K-pop star Lay Zhang, who models for Calvin Klein, released an official statement Monday urging the brand to respect the sovereignty of his home country, China.
His concerns revolve around the label’s country listings on its website. Hong Kong and Taiwan were listed as separate from China on Calvin Klein’s English webpage. (After a century of British rule, Hong Kong has been part of China since 1997; Taiwan is self-administered and has been in a years-long standoff with China, which considers it to be a rogue province.)
“Zhang deeply loves his country and supports the ‘One China’ policy,” the EXO member’s representative wrote in a statement on Chinese social media platform Weibo. “He is against any acts or words that split his country. All brands that collaborate with him should be careful about the issue.”
If brands don’t comply with the One China policy, the statement added, Zhang will terminate his deals regardless of penalty for breach of contract.
Calvin Klein’s English website currently lists Hong Kong as “Hong Kong SAR China”; Taiwan is listed as its own entity. In a statement on Weibo, the brand apologized for any mistake regarding labeling, adding that it “respect[s] and support[s] China’s sovereignty and territorial integrity.”
Zhang’s warning comes amid a wave of controversy regarding fashion brands’ treatment of China’s sovereignty. Three fashion brands — Givenchy, Coach and Versace — faced scrutiny over T-shirt designs that mislabeled Hong Kong and Taiwan as separate countries from China.
Supermodel Liu Wen, who has a Coach deal, distanced herself from the brand in a Weibo post. Versace and Givenchy both lost ambassadors as a result of the controversy, with actress Yang Mi and boy band star Jackson Yee terminating their respective partnerships.

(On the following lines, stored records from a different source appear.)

Issue #7528, opened 2020-02-15
Medical - `setVolume` not called on unconscious


jonpas:
**Mods (complete and add to the following information):**
- **Arma 3:** `1.96`
- **CBA:** `3.14.0`
- **ACE3:** `3.13.0`

**Description:**
ACRE2 and TFAR volume is not muffled/lowered on unconscious.

**Steps to reproduce:**
- Go unconscious (medical rewrite).
- Listen.

**Expected behavior:**
Voice should be muffled/lowered by [ace_common_fnc_setVolume](https://github.com/acemod/ACE3/blob/e2ac18a05d5f646bc7cbc043bcc148fde4c0f5dd/addons/common/functions/fnc_setVolume.sqf), but this function never gets called from medical.

**Where did the issue occur?**
- Dedicated

**Log Files:**
- N/A

**Additional context:**
https://github.com/IDI-Systems/acre2/issues/882

**Screenshots:**
/

PR #7529, opened 2020-02-15
Medical Feedback - Set volume and radio usage based current unit

Whigital:
- Set players volume based on unconscious state

Fix https://github.com/acemod/ACE3/issues/7528

### DIFF
--- a/addons/medical_feedback/XEH_postInit.sqf
+++ b/addons/medical_feedback/XEH_postInit.sqf
@@ -43,14 +43,7 @@ GVAR(bloodTickCounter) = 0;
         ACE_player switchCamera "INTERNAL";
     };
 
-    // Toggle unconscious player's ability to talk in radio addons
-    if (["task_force_radio"] call EFUNC(common,isModLoaded)) then {
-        _unit setVariable ["tf_voiceVolume", [1, 0] select _unconscious, true];
-        _unit setVariable ["tf_unable_to_use_radio", _unconscious]; // Only used locally
-    };
-    if (["acre_main"] call EFUNC(common,isModLoaded)) then {
-        _unit setVariable ["acre_sys_core_isDisabled", _unconscious, true];
-    };
+    [!_unconscious, _unit] call EFUNC(common,setVolume);
 
     // Greatly reduce player's hearing ability while unconscious (affects radio addons)
     [QUOTE(ADDON), VOL_UNCONSCIOUS, _unconscious] call EFUNC(common,setHearingCapability);
@@ -64,13 +57,9 @@ GVAR(bloodTickCounter) = 0;
     params ["_unit"];
 
     if (_unit != ACE_player) exitWith {};
-    if (["task_force_radio"] call EFUNC(common,isModLoaded)) then {
-        _unit setVariable ["tf_voiceVolume", 1, true];
-        _unit setVariable ["tf_unable_to_use_radio", false];
-    };
-    if (["acre_main"] call EFUNC(common,isModLoaded)) then {
-        _unit setVariable ["acre_sys_core_isDisabled", false, true];
-    };
+
+    [true, _unit] call EFUNC(common,setVolume);
+
     [QUOTE(ADDON), 1, false] call EFUNC(common,setHearingCapability);
 }] call CBA_fnc_addEventHandler;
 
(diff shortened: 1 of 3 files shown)


addons/medical_status/functions/fnc_setUnconsciousState.sqf
```diff
@@ -31,6 +31,11 @@ _unit setVariable [VAR_UNCON, _active, true];
 // Stop AI firing at unconscious units in most situations (global effect)
 [_unit, "setHidden", "ace_unconscious", _active] call EFUNC(common,statusEffect_set);
 
+// Set players volume according to unconscious state
+if (_unit == ACE_player) then {
+    !_active call EFUNC(common,setVolume);
```
jonpas:
```suggestion
    [!_active] call EFUNC(common,setVolume);
```

SilentSpike:
I don't think this is such a simple fix as assumed here because the unconscious state of the local machine can change without hitting the setUnconsciousState function (for example, upon death or upon unit switching).

See: https://github.com/acemod/ACE3/blob/5a4487f1eae7173d9551d2df9eff7f0ca675aca4/addons/medical_feedback/XEH_postInit.sqf#L35-L92

Whigital:
Moving the `EFUNC(common,setVolume)` call from `ace_medical_status_fnc_setUnconsciousState` -> `medical_feedback/XEH_postInit` (`ace_unconscious` EH and `unit` playerEH) should suffice ?

From what i can see, the only place the event gets raised is at the end of `ace_medical_status_fnc_setUnconsciousState`.

Volume gets restored upon respawn, so might not be necessary on `ace_medical_death` event ?
https://github.com/acemod/ACE3/blob/5a4487f1eae7173d9551d2df9eff7f0ca675aca4/addons/common/functions/fnc_resetAllDefaults.sqf#L24

SilentSpike:
@Whigital I would include on death because death does not always immediately lead to respawn and could be filled with other systems (most commonly spectator time). 

However, on death it would only apply when the `_unit == player` since `setVolume` updates the player's sound specifically (and death of any `ACE_player !== player` results in a unit change back to `player` which triggers the unit event).

In fact, it should probably be clarified how TFAR and ACRE handle the unit variables that function is setting (always on `player`), I would assume that they only apply for that unit and those addons aren't just using `player` as a storage vessel. If they are unit specific then that function would be much more useful for us here if you could pass in a unit parameter.

jonpas:
ACRE uses a similar system to ace_player.

SilentSpike:
Figured as much, then the way I would fix this is add an option parameter to the common function to pass in a unit, and just update all three events in feedback postInit to call that function and pass in the unit if it's `ace_player`

Whigital:
So update `ace_common_fnc_setVolume` with something like
```
params [
    ["_setVolume", false],
    ["_unit", player]
];
```
so it still defaults to player, and use `[<true|false>, ACE_player] call EFUNC(common,setVolume)` for each of the EH's in `medical_feedback/XEH_postInit` ?

Off on a tangent here, but perhaps also update the seVars in `ace_common_fnc_setVolume` with `acre_player` and `TFAR_currentUnit` instead of `player` ?

SilentSpike:
That sound right 👍 

Only thing is the `"unit"` event `_new` is `ACE_player` by definition so no need to check that. Also note you can replace the existing lines which set TFAR and ACRE variables in all those EHs.

Whigital:
Beautify the setVolume function and get rid of the if statement ?
```
private _vol = ([MUTED_LEVEL, NORMAL_LEVEL] select _setVolume);
private _voice = ([NO_SOUND, NORMAL_LEVEL] select _setVolume);

2 fadeSound _vol;

//TFAR
_unit setVariable ["tf_voiceVolume", _voice , true];
_unit setVariable ["tf_globalVolume", _vol];
_unit setVariable ["tf_unable_to_use_radio", !_setVolume];

// ACRE2
if (!isNil "acre_api_fnc_setGlobalVolume") then { [_vol^0.33] call acre_api_fnc_setGlobalVolume; };
_unit setVariable ["acre_sys_core_isDisabled", !_setVolume, true];
```

SilentSpike:
Feel free to do so, current changes look correct to me

I also notice we're calling the `setHearingCapability` function which looks like it has some overlap with this setVolume function (both interact with `fadeSound`, `tf_globalVolume` and `acre_api_fnc_setGlobalVolume`).

This area of the code could probably use some cleanup (would avoid that for this PR and just focus on the fix, just noting for other ace devs).

Whigital:
Roger. Will keep the changes in this PR to just fixing the issue at hand.

Whigital:
Think i'll leave this PR as is. Will verify functionality and report back.

Whigital:
Toggling unconscious lowers volume and disables the use of ACRE radio without issues. Not been able to test in MP, but *should* work the same, considering the previous code just got moved from the EH's to `ace_common_fnc_setVolume`.

addons/medical_feedback/XEH_postInit.sqf
```diff
@@ -64,13 +57,9 @@ GVAR(bloodTickCounter) = 0;
...
 
     if (_unit != ACE_player) exitWith {};
-    if (["task_force_radio"] call EFUNC(common,isModLoaded)) then {
-        _unit setVariable ["tf_voiceVolume", 1, true];
-        _unit setVariable ["tf_unable_to_use_radio", false];
-    };
-    if (["acre_main"] call EFUNC(common,isModLoaded)) then {
-        _unit setVariable ["acre_sys_core_isDisabled", false, true];
-    };
+
```
SilentSpike:
```suggestion
    // Players always able to hear for any systems that might run while dead (e.g. spectator)
```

Tensions between Hong Kong and China have been raised for the last 10 weeks amid protests on the island that began in June because of a proposal (now suspended) that would have allow H.K. residents to be extradited to the mainland. Hundreds of flights out of the Hong Kong airport, one of the world’s busiest, were canceled on Monday and Tuesday as thousands of protesters went there; regular travels resumed today.